Saved entries
/---

PR #38, opened 2018-06-01
Write initial base for web3.pm module

njgheorghita:
### What was wrong?
Web3 plans to use py-ethpm under the hood to make it simple to fetch and use packages. This is the initial groundwork to start building the `web3.pm` module. 

### How was it fixed?
Write a `pm` module, attach to a web3 object, and fetch a package. Only file-paths are currently supported. 

#### Cute Animal Picture
image


ethpm/utils/contract.py
```diff
@@ -4,19 +4,25 @@
...
 )
 
+from solc import compile_files
+
+from web3 import Web3
+
+from ethpm.exceptions import ValidationError
+
+
+PACKAGES_DIR = 'ethpm/assets/v2-packages/'
```
pipermerriam: This will break in many cases.  My preferred way to do this is:

```python
import ethpm

BASE_DIR = os.path.dirname(ethpm.__file__)  # gets the root directory that the `ethpm` module is in.

V2_PACKAGES = os.path.joins(BASE_DIR, 'ethpm', 'assets', 'v2-packages')
```

ethpm/utils/contract.py
```diff
@@ -58,3 +64,14 @@ def generate_contract_factory_kwargs(
...
         runtime_bytecode = to_bytes(text=contract_data["runtime_bytecode"]["bytecode"])
         yield "bytecode_runtime", encode_hex(runtime_bytecode)
+
+
+def compile_contracts(contract_name: str, alias: str, paths: List[str]) -> str:
+    '''
+    Compile multiple contracts to bytecode.
+    '''
+    bin_id = '{0}.sol:{0}'.format(contract_name)
+    contract_paths = [PACKAGES_DIR + alias + path[1:] for path in paths]
```
pipermerriam: Instead of `+` which is a little opaque when building strings, I think using string formatting will be easier to read.

```python
[
    "{dir}{alias}{path}".format(dir=PACKAGES_DIR, alias=alias, path=path[1:])
    for path in paths
]
```

setup.py
```diff
@@ -48,14 +48,15 @@
     url='https://github.com/ethpm/py-ethpm',
     include_package_data=True,
     install_requires=[
-        'cytoolz==0.9.0',
+        "cytoolz>=0.9.0,<1.0.0;implementation_name=='cpython'",
```
pipermerriam: to do this you also need to include the `toolz` package for `pypy` installations.

setup.py
```diff
@@ -48,14 +48,15 @@
...
         'eth-keys==0.2.0b3',
         'eth-tester==0.1.0b24',
         'eth-utils==1.0.2',
         'jsonschema==2.6.0',
-        'py-evm==0.2.0a11',
-        'rlp==0.6.0',
-        'web3==4.2.0',
+        'py-evm==0.2.0a16',
+        'py-solc==2.1.0',
```
pipermerriam: pin within a major version range (might as well go ahead and do all of them that way)

ethpm/utils/contract.py
carver: Or the fancy [pathlib](https://docs.python.org/3/library/pathlib.html), like:

```py
from pathlib import Path

BASE_DIR = Path(ethpm.__file__).parent

V2_PACKAGES = BASE_DIR / 'ethpm' / 'assets' / 'v2-packages'
```

setup.py
```diff
@@ -48,14 +48,16 @@
...
+        "toolz>=0.9.0,<1.0.0;implementation_name=='pypy'",
+        "cytoolz>=0.9.0,<1.0.0;implementation_name=='cpython'",
+        'eth-keys>=0.2.0b3',
+        'eth-tester<0.1.0b25,>=0.1.0b24',
+        'eth-utils>=1.0.2',
+        'jsonschema>=2.6.0',
+        'py-evm==0.2.0a16',
+        'py-solc>=2.1.0',
+        'rlp<2.0.0,>=1.0.1',
+        'web3>=4.2.1',
```
carver: These should all be limited within major version ranges, like:

```py
        'web3>=4.2.1,<5',
```

The APIs might change at each major version change.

\---

Show every line in the entries where the string "will" occurs.

pipermerriam: This will break in many cases.  My preferred way to do this is:
pipermerriam: Instead of `+` which is a little opaque when building strings, I think using string formatting will be easier to read.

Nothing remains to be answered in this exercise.